Les cultures de cannabis permettent donc au Rif de sortir de l’isolement et de l’extrême pauvreté. Cette sortie s’opère la tête basse, à cause du caractère illégal du cannabis, mais les revenus tirés de cette économie de plantation correspondent à des ressources complétant celles de l’agriculture vivrière traditionnelle qui maintenait la région dans un état moribond ?

Les limites de l’intégration par les cultures de cannabis et les trafics de drogue

Si l’expansion du cannabis représente des avancées au plan économique pour le Rif, qu’en est-il de la culture rifaine et des relations sociales dans les montagnes du Nord ? Comme le présageait Abdelkrim El Khattabi, le développement des cultures illicites conduit à la perte des valeurs morales et religieuses, à la détérioration de principes ancestraux qui fondaient la mentalité si particulière du peuple rifain. L’honneur des rifains ne glisse-t-il pas vers des formes de fierté mal placée qui exaspèrent d’autant plus les Marocains des autres régions que cette réputation n’est pas non plus exempte d’un certain mépris pour les étrangers ?

La thèse de Pierre Bourdieu sur le déracinement des fellahs algériens30 peut être mise en

parallèle avec la situation des paysans rifains.
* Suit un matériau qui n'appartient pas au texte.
PR #746, opened 2022-06-20
Lazyload samples

Kristian-A:
# Description
Loads the samples of an experiment only when a user opens the experiment rather than loading all samples at once. This should substantially improve the performance of the ui especially when logging in as an admin, which has access to all experiments.

# Details
#### URL to issue
https://biomage.atlassian.net/browse/BIOMAGE-1985

https://ui-kristian-ui746.scp-staging.biomage.net/

#### Integration test branch
master

# Merge checklist

### Code updates

### Manual/unit testing

### Integration testing

### Documentation updates

### Optional

### DIFF
--- a/src/pages/data-management/index.jsx
+++ b/src/pages/data-management/index.jsx
@@ -16,6 +16,7 @@ import ProjectsListContainer from 'components/data-management/ProjectsListContai
 import ProjectDetails from 'components/data-management/ProjectDetails';
 import { loadProcessingSettings } from 'redux/actions/experimentSettings';
 import loadBackendStatus from 'redux/actions/backendStatus/loadBackendStatus';
+import { loadSamples } from 'redux/actions/samples';
 
 const DataManagementPage = () => {
   const dispatch = useDispatch();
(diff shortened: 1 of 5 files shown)


src/pages/data-management/index.jsx
```diff
@@ -58,6 +63,9 @@ const DataManagementPage = () => {
 
     dispatch(loadProcessingSettings(activeExperimentId));
 
+    console.log(areSamplesLoaded());
+    if (!areSamplesLoaded()) dispatch(loadSamples(null, activeProjectUuid));
+
```
kafkasl, line 67: after migrating to SQL experimentId = projectUuid, so the `loadSamples` function can be simplified and use only a single parameter iirc

Kristian-A: Yes, it worked. I removed the parameter only from the function calls because inside the function there was some api v1 code that uses it. I figured it will get removed anyways when the v1 code gets deleted.

src/pages/data-management/index.jsx
```diff
@@ -58,6 +63,9 @@ const DataManagementPage = () => {
 
     dispatch(loadProcessingSettings(activeExperimentId));
 
+    console.log(areSamplesLoaded());
```
aerlaut: Don't forget to remove this

aerlaut:
Awesome fix :) I tested in staging and the lazy loading works well. Btw, I noticed that while the sample is loading, it is hovering above an empty samples table (see picture).

image

Can you change it so that it only shows the loader when loading, and then displayes the samples table once the samples are loaded? I think it'll look better.

aerlaut (approved):

PR #748, opened 2022-06-23
[BIOMAGE-1934] Remove account specific hardcodings in the UI code

StefanBabukov:
# Description

# Details
#### URL to issue
https://biomage.atlassian.net/browse/BIOMAGE-1934

https://ui-grasp6-muzzy-emu.scp-staging.biomage.net/

#### Integration test branch
master

# Merge checklist

### Code updates

### Manual/unit testing

### Integration testing

### Documentation updates

### Optional


src/utils/awsConfig.js
```diff
@@ -0,0 +1,16 @@
...
+  }
+  return accountID;
+};
+
+const getAWSRegion = () => {
+  const region = process.env.AWS_REGION || process.env.DEFAULT_REGION || 'eu-west-1';
+  return region;
+};
+
+export { getAccountId, getAWSRegion };
```
ivababukova: this won't work because of server/client side rendering -- we tried with Agi a few weeks ago. To get the environment, you will need to use an existing selector in redux for this.

ivababukova: it works locally, but as soon as you deploy it in staging, you will see that the environment is set wrongly to development

src/utils/apiEndpoint.js
```diff
@@ -10,7 +10,7 @@ const getApiEndpoint = (location) => {
       return 'http://localhost:3000';
     }
 
-    return 'https://api.scp.biomage.net';
+    return process.env.API_ENDPOINT_PRODUCTION || 'https://api.scp.biomage.net';
```
ivababukova: don't set `'https://api.scp.biomage.net'` as default -- if the endpoint is not defined, raise an error. We don't want some non-Biomage deployments to start misbehaving weirdly, because they are pointing to Biomage.

ivababukova: where is this `API_ENDPOINT_PRODUCTION` defined? I can see that the ui pod has the `DOMAIN_NAME`  environment variable. Use DOMAIN_NAME instead, adding in `api` at the front of it.

src/utils/awsConfig.js
StefanBabukov: yeah thats what i do, I pass the environment from redux into this function?

src/utils/awsConfig.js
```diff
@@ -0,0 +1,20 @@
...
+
+const getAccountId = () => {
+  let accountID;
+  const environment = useSelector((state) => state.networkResources.environment);
+
+  if (environment === 'development') {
+    accountID = '000000000000';
+  } else {
+    accountID = '242905224710';
+  }
```
ivababukova: don't do that -- we can't be hardcoding account id like this. You can use aws cli to get the account id, see this function that we use in the api:

Screenshot 2022-06-27 at 10 54 09

ivababukova: Alternatively, if that doesn't work, add an account id environment variable to the ui pod

src/utils/awsConfig.js
StefanBabukov: Yeah I'm just passing the variable to the function (which will be from redux in the places that call this function) so it should work?

src/utils/getAWSRegion.js
```diff
@@ -0,0 +1,6 @@
+const getAWSRegion = () => {
+  const region = process.env.AWS_REGION || process.env.DEFAULT_REGION || 'eu-west-1';
```
ivababukova: can you remove the default region hardcoding to 'eu-west-1' in here, make sure region is defined when in development environment, and raise an error in here if region is not defined?

src/utils/getAWSRegion.js
```diff
@@ -0,0 +1,6 @@
+const getAWSRegion = () => {
```
ivababukova, line 1: Does that function even work in staging? I think you should rather use the `networkResources` part of the redux store and add region there?

src/utils/apiEndpoint.js
```diff
@@ -10,7 +10,7 @@ const getApiEndpoint = (location) => {
       return 'http://localhost:3000';
     }
 
-    return 'https://api.scp.biomage.net';
+    return `https://api.${process.env.DOMAIN_NAME}`;
```
ivababukova: Does that work in staging? Have you checked that `process.env.DOMAIN_NAME` is defined correctly?

src/utils/getAWSRegion.js
StefanBabukov: Okay so maybe i can make this happen in the ssr along with the environment

src/utils/apiEndpoint.js
StefanBabukov: yes, I checked in lens and the pod config i can see that DOMAIN_NAME in staging is - scp-staging.biomage.net and production - scp.biomage.net

ivababukova (approved):
If it works in staging, LGTM.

Les circonstances ne sont pas les mêmes, mais les tribus du Rif semblent vivre une forme de déracinement sur place (paradoxal déracinement dans la mesure où elles restent ancrées à la montagne). La perte progressive des valeurs séculaires, qui contribuaient à la stabilité sociale (respect des anciens, principe de solidarité, formes de redistribution), pourrait être une conséquence de l’entrée du Rif dans la mondialisation. Les études des géographes marocains sur la société rifaine témoignent de l’apparition de nouveaux rapports de force, avec l’affirmation d’un modèle dominants- dominés. Les rivalités tribales ont certes troublé l’histoire de ce peuple montagnard, mais l’équilibre social pourrait désormais être en rupture. L’altération des valeurs traditionnelles s’accompagne de nouvelles rivalités entre familles d’un même clan. A cela s’ajoute la consommation d’alcool et de drogues dures… des pratiques qui montrent le déclin culturel.